### WHAT NEEDS TO BE DONE:
Which lines of the records contain "might"? Collect every one of them.

### DATA TO EXAMINE:
PR #510, opened 2018-11-21
Allow documents to be "removed" or "retired"

leenagupte:
Trello: https://trello.com/c/H3jeLoZW

Supersedes PR #499 

## Motivation

We don't currently support unpublishing or withdrawing a document (which in our app has the terminology of remove and retire respectively).

Our intention is to do this for users if they ask us to do so while in private beta.

This implements the minimal functionality required to allow users to request a document be retired/removed via zendesk. Only the backend call to publishing-api has been implemented, and is executed via a rake task.

The frontend and changes to the "state" of the document will be implemented later.

### DIFF
--- a/app/services/document_unpublishing_service.rb
+++ b/app/services/document_unpublishing_service.rb
@@ -22,6 +22,10 @@ class DocumentUnpublishingService
     delete_assets(document.images)
   end
 
+  def remove_and_redirect(document, redirect_path)
+    GdsApi.publishing_api_v2.unpublish(document.content_id, type: "redirect", alternative_path: redirect_path)
+  end
+
 private
 
   def delete_assets(assets)
--- a/app/services/document_unpublishing_service.rb
+++ b/app/services/document_unpublishing_service.rb
@@ -22,8 +22,13 @@ class DocumentUnpublishingService
     delete_assets(document.images)
   end
 
-  def remove_and_redirect(document, redirect_path)
-    GdsApi.publishing_api_v2.unpublish(document.content_id, type: "redirect", alternative_path: redirect_path)
+  def remove_and_redirect(document, redirect_path, explanatory_note: nil)
+    GdsApi.publishing_api_v2.unpublish(
+      document.content_id,
+      type: "redirect",
+      explanation: explanatory_note,
+      alternative_path: redirect_path,
+    )
 
     delete_assets(document.images)
   end
--- a/app/services/document_unpublishing_service.rb
+++ b/app/services/document_unpublishing_service.rb
@@ -10,11 +10,12 @@ class DocumentUnpublishingService
     )
   end
 
-  def remove(document, explanatory_note: nil)
+  def remove(document, explanatory_note: nil, alternative_path: nil)
     GdsApi.publishing_api_v2.unpublish(
       document.content_id,
       type: "gone",
       explanation: explanatory_note,
+      alternative_path: alternative_path,
     )
 
     delete_assets(document.images)
--- a/app/services/document_unpublishing_service.rb
+++ b/app/services/document_unpublishing_service.rb
@@ -28,6 +28,7 @@ class DocumentUnpublishingService
       type: "redirect",
       explanation: explanatory_note,
       alternative_path: redirect_path,
+      locale: document.locale,
     )
 
     delete_assets(document.images)
--- a/app/services/document_unpublishing_service.rb
+++ b/app/services/document_unpublishing_service.rb
@@ -2,6 +2,11 @@
 
 class DocumentUnpublishingService
   def retire(document, explanatory_note)
-    GdsApi.publishing_api_v2.unpublish(document.content_id, type: "withdrawal", explanation: explanatory_note)
+    GdsApi.publishing_api_v2.unpublish(
+      document.content_id,
+      type: "withdrawal",
+      explanation: explanatory_note,
+      locale: document.locale,
+    )
   end
 end
--- a/app/services/document_unpublishing_service.rb
+++ b/app/services/document_unpublishing_service.rb
@@ -1,0 +1,7 @@
+# frozen_string_literal: true
+
+class DocumentUnpublishingService
+  def retire(document, explanatory_note)
+    GdsApi.publishing_api_v2.unpublish(document.content_id, type: "withdrawal", explanation: explanatory_note)
+  end
+end
--- a/app/services/document_unpublishing_service.rb
+++ b/app/services/document_unpublishing_service.rb
@@ -10,8 +10,13 @@ class DocumentUnpublishingService
     )
   end
 
-  def remove(document)
-    GdsApi.publishing_api_v2.unpublish(document.content_id, type: "gone")
+  def remove(document, explanatory_note: nil)
+    GdsApi.publishing_api_v2.unpublish(
+      document.content_id,
+      type: "gone",
+      explanation: explanatory_note,
+    )
+
     delete_assets(document.images)
   end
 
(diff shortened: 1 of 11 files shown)


app/services/document_unpublishing_service.rb
```diff
@@ -0,0 +1,44 @@
+# frozen_string_literal: true
+
+class DocumentUnpublishingService
+  def retire(document, explanatory_note, locale: "en")
```
kevindew: If we're passing in document we can use that as the source of the locale rather than an extra argument

docs/retiring-and-removing-documents.md
```diff
@@ -0,0 +1,61 @@
...
+
+- CONTENT_ID
+- NOTE
+
+Optional parameters:
+
+- LOCALE (set to "en" by default)
+
+```
+rake unpublish:retire_document CONTENT_ID='a-content-id' NOTE='A note'
```
kevindew: Just a suggestion and not a blocker but since all these commands have content_id as an argument shall we pass that in through the normal rake way e.g. `rake unpublish:retire_document[a-content-id] NOTE='A note'` ? Just feels a bit more succinct and it would save you needing lines like https://github.com/alphagov/content-publisher/pull/510/files#diff-b0f8989c20523cc86786623565a5f99cR21 and associated tests

docs/retiring-and-removing-documents.md
```diff
@@ -0,0 +1,61 @@
...
+- CONTENT_ID
+- NEW_PATH
+
+Optional parameters:
+
+- LOCALE (set to "en" by default)
+- NOTE
+
+```
+rake unpublish:remove_document CONTENT_ID='a-content-id' NEW_PATH='/redirect-to-here'
```
kevindew: heads up this should be remove_and_redirect_document

lib/tasks/unpublish.rake
```diff
@@ -0,0 +1,63 @@
+# frozen_string_literal: true
+
+namespace :unpublish do
```
kevindew: Another non blocker - do you think we could avoid having the task as unpublish? just wonder if we can try avoid that terminology and we've mostly managed it here so far.

Since everything applies to document what do you think of a namespace of document then we can have `document:retire` which seems to mean the same as `unpublish:retire_document` but is shorter and avoids that dreaded word 😉

lib/tasks/unpublish.rake
```diff
@@ -0,0 +1,63 @@
...
+    raise "Missing NOTE value" if ENV["NOTE"].nil?
+
+    content_id = ENV["CONTENT_ID"]
+    explanatory_note = ENV["NOTE"]
+    locale = ENV["LOCALE"] || "en"
+
+    document = Document.find_by(content_id: content_id, locale: locale)
+    raise "Document must have a published version before it can be retired" unless document.has_live_version_on_govuk
+
+    DocumentUnpublishingService.new.retire(document, explanatory_note, locale: locale) if document.present?
```
kevindew: I guess you don't need this conditional here as it would exception on `document.has_live_version_on_govuk`. You could kill it off by using `find_by!` in the initial call

spec/features/workflow/unpublishing_spec.rb
```diff
@@ -0,0 +1,208 @@
...
+      expect { Rake::Task["unpublish:retire_document"].invoke }.to raise_error("Missing CONTENT_ID value")
+    end
+
+    it "raises an error if a NOTE is not present" do
+      ClimateControl.modify CONTENT_ID: "a-content-id" do
+        expect { Rake::Task["unpublish:retire_document"].invoke }.to raise_error("Missing NOTE value")
+      end
+    end
+
+    it "copes with commas in the explanatory note" do
```
kevindew: I'm super pleased you checked for this but I don't think we actually need a test in the code for it.

Mainly as it's not realistic as it's down to bash's string handling rather than in the ruby.

Plus since we're using an env var and not multiple rake arguments we're free from that concern

spec/services/document_unpublishing_service_spec.rb
```diff
@@ -0,0 +1,116 @@
+# frozen_string_literal: true
+
+RSpec.describe DocumentUnpublishingService do
+  describe "#retire" do
+    let(:document) { create(:document) }
+    let(:explanatory_note) { "The document is out of date" }
+
+    it "withdraws a document in publishing-api with an explanatory note" do
+      stub_publishing_api_unpublish(document.content_id, body: { type: "withdrawal", explanation: explanatory_note, locale: "en" })
```
kevindew: On these stubs here it'd be good to use the locale from the document too (I appreciate it may be news to you that we even store it) save the tests breaking if we set different locales in the factory

lib/tasks/unpublish.rake
```diff
@@ -0,0 +1,63 @@
...
+        alternative_path: alternative_path,
+        locale: locale,
+      )
+    end
+  end
+
+  desc "Remove and redirect a document on GOV.UK e.g. unpublish:remove_and_redirect_document CONTENT_ID='a-content-id' NEW_PATH='/redirect-to-here'"
+  task remove_and_redirect_document: :environment do
+    raise "Missing CONTENT_ID value" if ENV["CONTENT_ID"].nil?
+    raise "Missing NEW_PATH value" if ENV["NEW_PATH"].nil?
```
kevindew: might want to use unless ENV["NEW_PATH"].present? just to rule out empty strings too

app/services/document_unpublishing_service.rb
leenagupte: Good point!

docs/retiring-and-removing-documents.md
leenagupte: Yeah, that's a good point. I could change them all to only use ENV VARS for the optional arguments.

kevindew: I think you'd still probably want an env var for a note even when that's required. But that's mostly because of rake's yucky syntax and the comma pains associated.

lib/tasks/unpublish.rake
leenagupte: Well, they do all call the DocumentUnpublishingService, so we aren't really avoiding that words. I couldn't think of another word that groups the tasks.

kevindew: You could have DocumentRemover and DocumentRetirer and not group them?

docs/retiring-and-removing-documents.md
leenagupte: True, and to keep it consistent with the other tasks that have note as an optional parameter.

lib/tasks/unpublish.rake
leenagupte: I think `blank?` might be the better option:

```
irb(main):001:0> a = ""
=> ""
irb(main):002:0> a.present?
=> false
irb(main):003:0> a.nil?
=> false
irb(main):004:0> a.blank?
=> true
irb(main):005:0> b = nil
=> nil
irb(main):006:0> b.present?
=> false
irb(main):007:0> b.nil?
=> true
irb(main):008:0> b.blank?
=> true
```

kevindew: Ah yes I agree!

leenagupte: It's odd. For some reason the tests broke when I changed it to `present?`.

lib/tasks/unpublish.rake
kevindew: sorry! not joking but your call on it - definitely don't want to suggest something that'll take a load of time and not add much value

### EXERCISE ANSWER:
kevindew: might want to use unless ENV["NEW_PATH"].present? just to rule out empty strings too
leenagupte: I think `blank?` might be the better option:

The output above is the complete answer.